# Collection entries

==================================================

PR #65, opened 2020-09-10
Fix tests

JayGreeeen:
I've had to swap the client and housekeepingMetadata around in the `MetadataCleaner` so that we can use the `@TimedTaggable` annotation and assert the tag in the tests. Ideally we will remove the client from the method later when we change how it is created.

### DIFF
--- a/beekeeper-cleanup/src/test/java/com/expediagroup/beekeeper/cleanup/monitoring/BytesDeletedReporterTest.java
+++ b/beekeeper-cleanup/src/test/java/com/expediagroup/beekeeper/cleanup/monitoring/BytesDeletedReporterTest.java
@@ -30,6 +30,7 @@ import org.mockito.junit.jupiter.MockitoExtension;
 import org.springframework.beans.factory.annotation.Autowired;
 import org.springframework.test.annotation.DirtiesContext;
 import org.springframework.test.context.ContextConfiguration;
+import org.springframework.test.context.TestPropertySource;
 import org.springframework.test.context.junit.jupiter.SpringExtension;
 import org.springframework.test.context.support.AnnotationConfigContextLoader;
 
@@ -48,6 +49,7 @@ import com.expediagroup.beekeeper.core.monitoring.Taggable;
 @ContextConfiguration(classes = { TestApplication.class },
   loader = AnnotationConfigContextLoader.class)
 @DirtiesContext(classMode = DirtiesContext.ClassMode.AFTER_EACH_TEST_METHOD)
+@TestPropertySource(properties = {"spring.jpa.hibernate.ddl-auto=update"})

==================================================

# WORK ITEM
Every line above that holds the string "BytesDeletedReporterTest" should be copied out.

# YOUR RESPONSE
--- a/beekeeper-cleanup/src/test/java/com/expediagroup/beekeeper/cleanup/monitoring/BytesDeletedReporterTest.java
+++ b/beekeeper-cleanup/src/test/java/com/expediagroup/beekeeper/cleanup/monitoring/BytesDeletedReporterTest.java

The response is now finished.